FOR IMMEDIATE RELEASE
July 5, 2006

Contact: Jay Feldman, 202-543-5450

EPA, in Secret Deal, Allows Marketing of Wood Containing the
Highly Toxic Hexavalent Chromium

Washington, D.C., July 5, 2006 – Major environmental groups and dozens of environmentalists sent a letter to EPA Administrator Stephen Johnson today challenging the agency’s decision to allow the use of treated wood containing the highly toxic hexavalent chromium. The letter asks the EPA to rescind its decision to allow mostly non-residential uses of the chemical, and make public the scientific basis for its decision.

In a decision negotiated with wood treaters behind closed doors in May, EPA will allow commercial uses of Acid Copper Chromate (ACC), a treated wood product that was removed from the market when its manufacturer Osmose decided to cancel its use. EPA’s decision allows the chemical to reenter the marketplace immediately. The groups say that safer alternative chemicals and materials are widely available in the market.

The letter states that commercialization of ACC will increase the risks associated with exposure to hexavalent chromium, classified as a cancer causing substance by EPA and known to cause non-cancer respiratory ailments, kidney and liver damage, and serious allergic reactions of the skin. In addition, ACC has caused drinking water contamination, worker illness, as well as soil and air degradation. There is increasing evidence linking hexavalent chromium to ingestion as well as inhalation.

The groups and individuals sending the letter cite the availability of Alkaline Copper and Quaternary Ammonium Compounds (ACQ) and other products, which make the introduction of wood containing hexavalent chromium unnecessary.

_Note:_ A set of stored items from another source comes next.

Issue #563, opened 2025-04-25
Error message when sending PGP Message with Armor Headers


mueckinger:
When sending a message containing Armor Headers (see example below), I'll get the error message:
`523 Encryption Needed: Invalid Unencrypted Mail`
Armor Headers fully comply with RFC4880 and RFC3156.
I was told in the chat that this is caused by the following checks in filtermail.py and that Armor Headers are not allowed:
```python
def check_armored_payload(payload: str):
    prefix = "-----BEGIN PGP MESSAGE-----\r\n\r\n"
    if not payload.startswith(prefix):
        return False
```

Improvements:

1. Parts that deviate from [mentioned standards](https://github.com/chatmail/core/blob/main/standards.md), like not allowing Armor Headers, should be documented.

2. The error message is wrong and misleading as the message itself **is encrypted and fully valid**

Sample message with Armor Headers:
```
Return-Path: <REDACTED>
Mime-Version: 1.0
Date: Sat, 19 Apr 2025 10:12:17 +0200
From: REDACTED
To: REDACTED
Subject: [...]
MIME-Version: 1.0
Autocrypt: addr=REDACTED; prefer-encrypt=mutual
Content-Type: multipart/encrypted; boundary=foo;
 protocol="application/pgp-encrypted"; charset=UTF-8
Envelope-To: <REDACTED>

--foo
Content-Type: application/pgp-encrypted

Version: 1

--foo
Content-Type: application/octet-stream

-----BEGIN PGP MESSAGE-----
Version: GopenPGP 2.7.4
Comment: [https://gopenpgp.org](https://github.com/chatmail/relay/issues#)

wV4DdCVjRfOT3TQSAQdAhQMNpbhYRucWjnY1I71LhWGGs8WpfmT13v2m5otldWEw
3f18e0kpohjzY3Rar6HmT9NBSwWGYDIqWVxwezxH/PPS2zpVvKoqpm0XAPBlf3aQ
0j0BAaqSfs00X4T3/Z6UilkWth36+cD1cejT12eRi9x4dL6HbfwlhCxkljuqn61G
8I9ZzpNjIYbQ6YvQUbym
=3Dvins
-----END PGP MESSAGE-----

--foo--
```

mueckinger:
Ok, I switched from the helper "github.com/ProtonMail/gopenpgp/v2/helper", which can create the armored message with a single command, to "github.com/ProtonMail/gopenpgp/v3/crypto". Four more lines of code, but without the armor headers.

[...]

PR #655, opened 2025-10-07
filtermail: allow Version comment in incoming PGP messages 

### LINKED ISSUE #616: encrypted messages from Proton Mail are rejected
while sending from Chatmail to Proton Mail is fine, messages the other way round are rejected with the error `Invalid Unencrypted Mail (in reply to end of DATA command)`

i suspect, this  comes from the OpenPGP header `Version: ProtonMail`, similar to initially also not understood `Version: GopenPGP 2.7.4` at #563

[Full rejection mail](https://gist.github.com/r10s/8c4efdab1fbdb06e4ef4a4413978b6ce)

for testing:
- **create** a free Proton Mail account
- **validate** that account, otherwise, you cannot receive encrypted messages
- **export** public key as `.asc` in Proton Mail at "Settings / All Settings / Encryption and Keys"
- **import** that key in Delta Chat using [.asc to vCard](https://webxdc.org/apps/#r10s-asc-to-vcard)
- **send** a message from Delta Chat to Proton -> that works
- **trust** the key in Proton Mail - otherwise, without any UI feedback [sic!], you'll reply unencrypted 
- **reply** to the message

when using chatmail, the last point results in an error.

when using classic mail, the last point works as well

missytake:
fix #616

### DIFF
--- a/chatmaild/src/chatmaild/filtermail.py
+++ b/chatmaild/src/chatmaild/filtermail.py
@@ -107,7 +107,6 @@ def check_armored_payload(payload: str, outgoing: bool):
     if payload.startswith(version_comment):
         version_line = payload.splitlines()[0]
         payload = payload.removeprefix(version_line)
-        print("Removed:" + version_line)
         if outgoing:
             return False
 


link2xt:
Test is missing.

If we do this anyway, then I'd rather not hardcode Protonmail and allow other `Version` headers as well.

And this should not be allowed for outgoing mails, only for incoming ones.

missytake:
> And this should not be allowed for outgoing mails, only for incoming ones.

Ah wait, that's still missing.

missytake:
Now outgoing mails with `Version:` comment are prohibited and tests pass as well :)

Let's hope nobody spams nine users unencrypted with spam in the `Version:` comment

chatmaild/src/chatmaild/filtermail.py
```diff
@@ -96,6 +102,18 @@ def check_armored_payload(payload: str):
         return False
     payload = payload.removesuffix(suffix)
 
+    # Remove Protonmail version comment.
```
link2xt: This is not about protonmail anymore

chatmaild/src/chatmaild/filtermail.py
```diff
@@ -96,6 +102,18 @@ def check_armored_payload(payload: str):
...
+    proton_version_comment = "Version:"
```
link2xt: Space is required, so you can as well check for "Version: ": https://www.rfc-editor.org/rfc/rfc9580.html#name-armor-headers

chatmaild/src/chatmaild/filtermail.py
```diff
@@ -96,6 +102,18 @@ def check_armored_payload(payload: str):
         return False
     payload = payload.removesuffix(suffix)
 
+    # Disallow comments in outgoing messages
+    version_comment = "Version: "
+    if payload.startswith(version_comment):
+        version_line = payload.splitlines()[0]
+        payload = payload.removeprefix(version_line)
+        print("Removed:" + version_line)
```
link2xt: Debug printing?

hpk42:
> Test is missing.
> 
> If we do this anyway, then I'd rather not hardcode Protonmail and allow other `Version` headers as well.
> 
> And this should not be allowed for outgoing mails, only for incoming ones.

IMO checking specifically for Protonmail is sufficient for now. If we get another case, we can consider generalizing, but i wouldn't do this ahead.  Basically we want to be as strict as we can about the checks, to minimize attack/spam surface.

missytake:
> > Test is missing.
> > If we do this anyway, then I'd rather not hardcode Protonmail and allow other `Version` headers as well.
> > And this should not be allowed for outgoing mails, only for incoming ones.
> 
> IMO checking specifically for Protonmail is sufficient for now. If we get another case, we can consider generalizing, but i wouldn't do this ahead. Basically we want to be as strict as we can about the checks, to minimize attack/spam surface.

There was already the case with GopenPGP: https://github.com/chatmail/relay/issues/563

PR #75, opened 2016-07-28
open external links in a separate window

amar-sanakal:
Hello Dean,

Firstly, thank you for this beautiful theme :+1:  I've made this minor change to open external links in a separate window. If you like this feature, you can merge this pull request.

Regards,
Amar


daattali:
Hi Amar, opening links in new tabs is generally considered bad practice and not user friendly,  so I'd prefer not to add this functionality.  Thanks though!

amar-sanakal:
Hello Dean,

Thanks for the feedback. It certainly made me look up UI design articles and I'm now a much wiser man :) In fact, I'll get rid of that change from my website as well.

Regards,
Amar

PR #80, opened 2016-08-01
Add social share buttons for posts

rtlee9:
I added social share buttons to my fork and thought it could be of interest to you and the Beautiful Jekyll community. I've attached a screenshot below, and you can find a live demo [here](http://eightportions.com/2016-07-14-NYC-yellow-cabs-neighborhoods/#fn:6) as well. I've added a few lines to the config file so users can select which (if any) social channels they want to include.

Please let me know if you have any edits - I'm still learning HTML, CSS and the works so I won't be insulted.

Known issue: when buttons overflow (screen width < ~435px with four share buttons activated), there is no spacing in between the first and second rows of buttons. Unsure how to solve this at present -- still in learning-mode, per above.

screen shot 2016-07-31 at 10 12 01 pm


daattali:
Thank you Ryan, I appreciate the contribution.  I'm a bit swamped right now
but I'll take a look sometime this week

rtlee9:
Sure thing. When you do get around to it note that I just incorporated a fix for the overflow issue (added margin-bottom to the button class) into the same commit.

daattali:
Great commits, really nice code. Thank you.  But I noticed you're using a `<share>` tag - is that a valid HTML tag? I've never seen it before, you're sure it's correct?

rtlee9:
Good find - I've replaced the `<share>` tag with a `<section>` tag and rebased onto your master. There's a long story behind the `<share>` tag loosely related to [this](http://stackoverflow.com/questions/20353613/why-does-css-work-with-fake-elements) question, which I won't go into...

daattali:
Yeah you could add any tag you'd like but I prefer to stick with valid
standard tags. I like that you even took care of the case when no tags are
added and looked for that in a variable, good job

PR #82, opened 2016-08-05
Change footer position to relative

lrdodge:
Fixed position was causing the footer to cover content at the bottom of the page.


daattali:
Can you show me a page with the problem?

daattali:
I see the problem. There is CSS to fix this, I recently accidentally took out the CSS class for it. I'll add it back in.  Thank you for pointing this out!

PR #89, opened 2016-08-22
Add keyword parameter

mominul:
Hi,
I don't know if this patch is eligible for merge, but I am using this feature in my own copy.

But I want to thank you for making this wonderful theme!

Thanks again!


daattali:
Thank you @mominul , but I think this is identical to what the `tags` param does at the moment.  I didn't document it because it's not very useful if you have a github pages site, but if you develop locally then you can have the tags be links

mominul:
Thanks for your clarification!

PR #101, opened 2016-09-15
use post.excerpt instead of post.content

lbsx:
In index.html, there is a line for post excerpts:
```
      {{ post.content | strip_html | xml_escape | truncatewords: 50 }}
```
But Chinese and Japanese don't contain spaces in articles, so it's not possible to truncate 50 words from that kind of posts.

image

I made a test shown in the image. If there aren't enough spaces in Chinese posts, the whole article is used as the excerpt.
 
Would you consider using [post.excerpt](https://jekyllrb.com/docs/posts/#post-excerpts) instead?
```
      {{ post.excerpt | strip_html | xml_escape | truncatewords: 50 }}
```

This is how it looks.

image

### DIFF
--- a/index.html
+++ b/index.html
@@ -22,7 +22,7 @@ subtitle: This is where I will tell my friends way too much about me
     </p>
 
     <div class="post-entry">
-      {{ post.content | strip_html | xml_escape | truncatewords: 50 }}
+      {{ post.excerpt | strip_html | xml_escape | truncatewords: 50 }}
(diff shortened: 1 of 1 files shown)


daattali:
Hi @lbsx thanks for the PR! I see your point and I agree that's not ideal.  I'm not perfectly happy with the proposed solution either though, because if a post begins with one very short sentence and then a main paragraph, it will only show those few words in the beginning.  But it's a less major problem, so I'll accept :)

PR #105, opened 2016-09-26
add fb app ID, improve social sharing descriptions

vietanhdev:
I added FB app ID option, edited some social sharing details so that it can be better.

### DIFF
--- a/_config.yml
+++ b/_config.yml
@@ -19,14 +19,6 @@ title: My website
 # Short description of your site
 description: A virtual proof that name is awesome!
 
-# --- Misc --- #
-
-# Fill in your Google Analytics ID to track your website using GA
-# google_analytics: "UA-78252451-1"
-
-# Facebook App ID
-# fb_app_id: "1794997907410000"
-
 # --- Navigation bar options --- #
 
 # List of links in the navigation bar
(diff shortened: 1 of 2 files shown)


_includes/head.html
```diff
@@ -49,32 +49,69 @@
...
   <meta property="og:url" content="{{ site.url }}{{ page.url }}" />
+  <link rel="canonical" href="{{ site.url }}{{ page.url }}" />
   {% else %}
   <meta property="og:url" content="{{ site.url }}{{ page.url | remove: '/index.html' | remove: '.html' }}" />
+  <link rel="canonical" href="{{ site.url }}{{ page.url | remove: '/index.html' | remove: '.html' }}" />
   {% endif %}
+
   {% if page.share-img %}
   <meta property="og:image" content="{{ page.share-img }}" />
-  {% elsif site.avatar %}
```
daattali: Why did you remove this line? If there's no avatar, then we shouldn't serve {{site.url}} as the image

daattali: Great commit otherwise

vietanhdev: Sorry I've fixed it. Can you review it?

_config.yml
```diff
@@ -19,6 +19,14 @@ title: My website
 # Short description of your site
 description: A virtual proof that name is awesome!
 
+# --- Misc --- #
+
+# Fill in your Google Analytics ID to track your website using GA
+# google_analytics: "UA-78252451-1"
```
daattali: could you remove this google_analytics line (since it already exists below)

_config.yml
```diff
@@ -19,6 +19,14 @@ title: My website
...
+
+# Facebook App ID
+# fb_app_id: "1794997907410000"
```
daattali: could you move this line below to the Misc section, and remove your app ID please?

vietanhdev: Okey. I've done this.

daattali:
thank you!

PR #106, opened 2016-09-29
Open social links in a new tab

anuditverma:
Just added target="_blank" to each anchor tags in order to open the social links in a new tab. BTW awesome work, I'm currently moving from the other most popular CMS to Jekyll, soon to have the site up and running with beautiful-jekyll.

### DIFF
--- a/_includes/footer.html
+++ b/_includes/footer.html
@@ -5,7 +5,7 @@
         <ul class="list-inline text-center footer-links">
           {% if site.author.facebook and site.footer-links-active.facebook %}
           <li>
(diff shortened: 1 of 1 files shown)


daattali:
Hi @anuditverma thanks for contributing! But I purposely didn't make the links open in new tabs, and I'd like to keep it that way. Yes, it may be "bad for business" to make the user leave your site, but it's considered very poor user experience to open links in new tabs and people usually agree it's bad practice to do that unless for really good reasons. So I prefer to keep links open in current tab. Thanks though!

PR #110, opened 2016-10-04
Add check to only show readme link when there is additional post cont…

lrdodge:
Add check to only show read me link when there is additional post content not shown on index page. Handles truncate words problems with Chinese and Japanese characters by checking for a manual break using the site excerpt separator.

### DIFF
--- a/_config.yml
+++ b/_config.yml
@@ -81,6 +81,8 @@ share-links-active:
 url-pretty: "MyWebsite.com"  # eg. "deanattali.com/beautiful-jekyll"
 
 # --- Misc --- #
+# Manually break the site excerpt
+excerpt_separator: <!--read more-->
 
 # Fill in your Disqus shortname (NOT the userid) if you want to support Disqus comments
 #disqus: ""
--- a/index.html
+++ b/index.html
@@ -22,8 +22,19 @@ subtitle: This is where I will tell my friends way too much about me
     </p>
 
     <div class="post-entry">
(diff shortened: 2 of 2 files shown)


daattali:
great quality PR, thanks!

daattali:
@lrdodge actually, I notice now that there's a problem with this update.  By default, jekyll treats a pargraph as an excerpt, which is great because you'll never get more than one pargaraph in the excerpt.  But now that you defined a new excerpt_separator, jekyll no longer considers the paragraph to be an excerpt, so now multiple paragraphs will be bunched together (if the first one is < 50 words).

I'm going to revert this commit. If you can make you commit again but while preserving paragraphs, that'd be great, because I do like this

lrdodge:
Ignoring paragraphs as breaks for the excerpt was intentional. The idea was to keep your original intent truncating the content to fifty words instead of truncating the excerpt. You mentioned in #101 the issue of short paragraphs being an issue with using the excerpt. Manual breaking was the compromise between not having short excerpts on the index page and handling Chinese/Japanese characters. This was the only solution I could come up with which did both right out of the box.

The funny thing is, my original prototype I was using on my site didn't use the excerpt separator and is exactly how you changed it back to. I only added the separator to the pull request because I thought that'd be how you want it. So much for my mind reading abilities. 😄

lrdodge:
By switching back to using excerpt instead of content the read me link does not show on excerpts under fifty words, regardless if there is more content. I should have time to create a new pull request tomorrow to fix the issue.

PR #111, opened 2016-10-06
Fix show/hide of Read Me link on index page

lrdodge:
Uses the excerpt only to a maximum number of words on the index page. Moved out maximum number of excerpt words value to configuration.


daattali:
Thanks!

PR #124, opened 2016-11-09
add TOC in the navigation

anbuchelva:
adding the table of contents in the navigation bar

### DIFF
--- a/_config.yml
+++ b/_config.yml
@@ -23,6 +23,7 @@ description: A virtual proof that name is awesome!
 
 # List of links in the navigation bar
 navbar-links:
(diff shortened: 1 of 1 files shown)


daattali:
You need to do this on *your* copy of the project, not here

anbuchelva:
thought it will be useful for everyone.. no probs

daattali:
Oh you actually did mean to make a PR (99% of the PRs I get are people who think they're changing their own copy)

The index.html page has a "table of contents" so I don't think it's needed in the nav, plus "TOC" is a term that the average person doesn't understand what it means

PR #128, opened 2016-11-12
Windows fix for Gemfile, removes execjs and therubyracer from dependencies

adrianharabula:
`bundle install` didn't work on windows because therubyracer could not compile.

So I removed it.

Now you can run `bundle install` on windows.

### DIFF
--- a/Gemfile
+++ b/Gemfile
@@ -1,6 +1,4 @@
 source 'https://rubygems.org'
 
-gem 'execjs'
-gem 'therubyracer'
 gem 'github-pages'
 gem 'jekyll-paginate'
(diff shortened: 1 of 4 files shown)


daattali:
I've never tried this so I'm not sure what you removed - can you let me know what therubyracer does and if you're 100% sure it's safe to remove, even for non-windows?

adrianharabula:
I don't know what execjs and therubyracer packages are doing, but I could not make them compile on windows.

On official [github pages docs](https://help.github.com/articles/setting-up-your-github-pages-site-locally-with-jekyll/#step-2-install-jekyll-using-bundler) the Gemfile looks like this:
```
source 'https://rubygems.org'
gem 'github-pages', group: :jekyll_plugins
```

So no execjs and therubyracer.

I tested the current configuration on ubuntu 16.10 with ruby 2.3.0, Windows with ruby 2.3.1p112 and OS X with ruby 2.2 and the blog could be loaded properly without execjs and therubyracer.

daattali:
thanks for testing

PR #1429, opened 2018-03-27
New artifacts - layouts, classifiers & incident-fields

asafshen:
fixes: https://github.com/demisto/etc/issues/11010

Support for layouts, classifiers & incident-fields artifacts

major change (code addition) is in the releaes notes


release_notes.py
```diff
@@ -243,14 +261,123 @@ def modifiedReleaseNotes(self, cnt):
...
+
+        return self.getReleaseNotes(cnt)
+
+    def modifiedReleaseNotes(self, cnt):
+        rn = cnt.get("releaseNotes", "")
+
+        if len(rn) == 0:
+            return None
+
+        if len(rn) > 0 and rn == "-":
```
yaakovi: the first condition is always True here.

PR #1430, opened 2018-03-27
fixed server_get_artifact script

yaakovi:
get the latest successful server build

PR #1431, opened 2018-03-28
change version 3.6 to 3.5.1

meirwah:


dorsha:
@meirwah build fails.

meirwah:
it fails on issue that should be solved in: https://github.com/demisto/content/pull/1430

PR #1433, opened 2018-03-28
Properly escape URLs on url command

aviadl:


gshriki:
Fixes https://github.com/demisto/etc/issues/11263

PR #1434, opened 2018-03-28
Carbon black test fix + server_get_artifact fix

Bars92:
server_get_artifact fix from https://github.com/demisto/content/pull/1430#pullrequestreview-107768666.

removed carbon black test and fixes server get artifact changes.


meirwah:
@anara123 I think we should merge this.. to make build green again.. 
CB tests are not working as expected .. need to fix them in separate PR

PR #1435, opened 2018-03-29
Extract fields splunk

meirwah:
Support Splunk fetch incident to extract custom fields from _raw of notable events


NeelRust:
It works slavik. we tested in our own and one external env

PR #1440, opened 2018-04-02
Preempt test and fixes

bakatzir:


Integrations/integration-Preempt.yml
```diff
@@ -456,22 +451,22 @@ script:
       required: true
       description: ID of the user
     outputs:
-    - contextPath: Endpoint.Hostname
+    - contextPath: Preempt.Endpoint.Hostname
```
anara123: Endpoint should stay Endpoint

PR #1441, opened 2018-04-02
tableToMarkdown - if the response was empty than in previous version it resulted an err…

barkatzir42:
…or, so I fixed it.


bakatzir:
@anara123  please notice that i've added the relevant tests to the playbook.

bakatzir:
Fixed in #1516

PR #1447, opened 2018-04-03
added missing characters to url regex

Bars92:
added some characters that can appear in regex to better find urls.


dorsha:
Need to add tests, I think we already have one for it.

Bars92:
Closing for better fix in client.

PR #1453, opened 2018-04-04
Cylance Protect v2 enhancements

Itay4:
Fixes https://github.com/demisto/etc/issues/9869
- Added fetch incidents
- Made context adjustments according to standard
- Fixed translation of Cylance score from API raw float score to UI score
- Fixed additional minor bugs


Itay4:
Fixes https://github.com/demisto/etc/issues/11359

PR #1457, opened 2018-04-05
Fix AD queries

yaakovi:
fixes: https://github.com/demisto/etc/issues/11030


Scripts/script-ADGetUser.yml
```diff
@@ -256,7 +264,6 @@ args:
   description: mail attribute of desire user
 - name: userAccountControlOut
   auto: PREDEFINED
-  description: Get translated user acount control flags
```
dorsha: Why did you remove the description?

Scripts/script-ADGetUser.yml
```diff
@@ -302,6 +309,8 @@ outputs:
   description: The indicator's score
   type: number
 scripttarget: 0
+runonce: false
 dependson:
   must:
   - ad-search
+releaseNotes: "add escaping to filter"
```
dorsha: Release notes should start with capital and should be explain better the fix (users will not understand this..)

Scripts/script-ADGetUser.yml
```diff
@@ -32,6 +32,13 @@ script: |-
   if demisto.get(demisto.args(), 'limit'):
       limit = demisto.args()['limit']
 
+
+  def escapeSpecialCharacters(s):
+      for c in r'\()':
```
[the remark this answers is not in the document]
dorsha: why not using regex group replace?

Scripts/script-ADGetUser.yml
yaakovi: there were two description lines, when downloading the integration it removed the first automatically.

dorsha: 👍

Scripts/script-ADGetUser.yml
```diff
@@ -32,6 +34,11 @@ script: |-
   if demisto.get(demisto.args(), 'limit'):
       limit = demisto.args()['limit']
 
+
+  def escapeSpecialCharacters(s):
```
asafshen: what happens if there are two agencent brackets?
image
  
it seems that only the second `(` is missing escape characters..isn't it?

anara123:
@asafshen @yaakovi what is status here?

PR #1530, opened 2018-05-02
Fix epo-command

asafshen:
When you declaring command arguments - Demisto will ignore arguments that are not declared

I have extend the description of the command instead noting the command

we should also support this from Demisto server IMO


asafshen:
we will also create another release

asafshen:
Also added @aviadl's request for default parameters

PR #1532, opened 2018-05-02
release notes improvements

asafshen:
fixes: https://github.com/demisto/etc/issues/11593

also changed function names and variables from camel-case to snake-case (python convention)

tested heavily

output example: https://github.com/asafshen/my-company-content/releases/tag/18.5.0a


dorsha:
I don't like the italic, really annoying.

asafshen:
@dorsha I'll discuss this with Alex (he still doesn't have github access I think)

asafshen:
@yaakovi please review again

release_notes.py
```diff
@@ -372,142 +409,139 @@ def modifiedReleaseNotes(self, cnt):
...
 }
 
 
-def parseChangeList(filePath):
-    with open(filePath, 'r') as f:
+def parse_change_list(file_path):
+    with open(file_path, 'r') as f:
         data = f.read()
         return data.split("\n")
     return []
```
yaakovi: unreachable code: if success, the first return will execute. otherwise, an exception will be raised

release_notes_clear.py
```diff
@@ -107,7 +107,7 @@ def remove_releaseNotes_folder(folder_path, files_extension):
 
 
 def main(root_dir):
-    yml_folders_to_scan = ['Integrations', 'Playbooks', 'Scripts', ] # yml
+    yml_folders_to_scan = ['Integrations', 'Playbooks', 'Scripts', 'TestPlaybooks'] # yml
```
yaakovi: since when do we have releasenotes on test playbook?

release_notes.py
```diff
@@ -9,301 +9,337 @@
...
-    def loadData(self, data):
+    def load_data(self, data):
         return yaml.safe_load(data)
 
-    def getHeader(self):
+    def get_header(self):
         return "Scripts"
 
-    def addedReleaseNotes(self, cnt):
+    def added_release_notes(self, cnt):
```
yaakovi: why is this different from other implementation of the function in other classes (PlaybookContent, ReportContent...)

release_notes_clear.py
asafshen: we don't - but devs put it anyway

release_notes.py
asafshen: Do you mean script release notes?

taken from script comment (equivalent to description)

PR #1538, opened 2018-05-03
Archer added command to get user's id by username

hirshbergshachar:


hirshbergshachar:
@anara123 should we close this? The new code is included in the Archer REST API PR

PR #1547, opened 2018-05-07
Phish.AI: Bugfix with api key usage

yevgenypats:


Integrations/integration-PhishAI.yml
```diff
@@ -7,15 +7,21 @@ category: Data Enrichment & Threat Intelligence
...
+  name: apiKey
   defaultvalue: ""
   type: 0
   required: false
+- display: Use system proxy settings
+  name: proxy
+  defaultvalue: "false"
+  type: 8
+  required: false
 script:
```
hirshbergshachar: Need to add an "insecure" param

Integrations/integration-PhishAI.yml
```diff
@@ -7,15 +7,21 @@ category: Data Enrichment & Threat Intelligence
...
   script: |2
 
     var TIMEOUT = 20 * 1000;
+    var DONT_CHECK_CERTIFICATE = false;
```
hirshbergshachar: No need if we have an "insecure" param

Integrations/integration-PhishAI.yml
```diff
@@ -41,7 +47,8 @@ script:
                 },
                 Body: JSON.stringify({'url': url})
             },
-            "false"
+            DONT_CHECK_CERTIFICATE,
```
hirshbergshachar: Change to params.insecure

Integrations/integration-PhishAI.yml
```diff
@@ -54,20 +61,22 @@ script:
...
                     Method: 'GET',
                     Headers: {
-                        'Accept': ['application/json']
+                        'Accept': ['application/json'],
+                        'Authorization': [apiKey]
                     }
                 },
-                "false"
+                DONT_CHECK_CERTIFICATE,
+                params.proxy
```
hirshbergshachar: Change to params.insecure

anara123:
@hirshbergshachar I think in this case when the Phish.AI service is SAAS, we can always assume that certificate could and should be validated. I think this can be ok to leave it constant

PR #1552, opened 2018-05-08
Playbook Malware Investigation - Generic: Add support for auto-extract:

JonathanMeler:
- Remove Extract Indicators sub-playbook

In the letter to EPA, the groups say, “We emphasize that exposures will not be limited to consumers but are likely to occur throughout the product life cycle. Many Superfund sites, which have contaminated soil and groundwater, were created by treatment plants using hazardous chemicals including chromium.”

The EPA decision will add millions of pounds of hexavalent chromium a year back into the U.S. marketplace. ACC contains 50 percent more hexavalent chromium than Chromated Copper Arsenate (CCA), whose residential uses were withdrawn from the market in 2002, effecting a major reduction in chromium and arsenic contamination.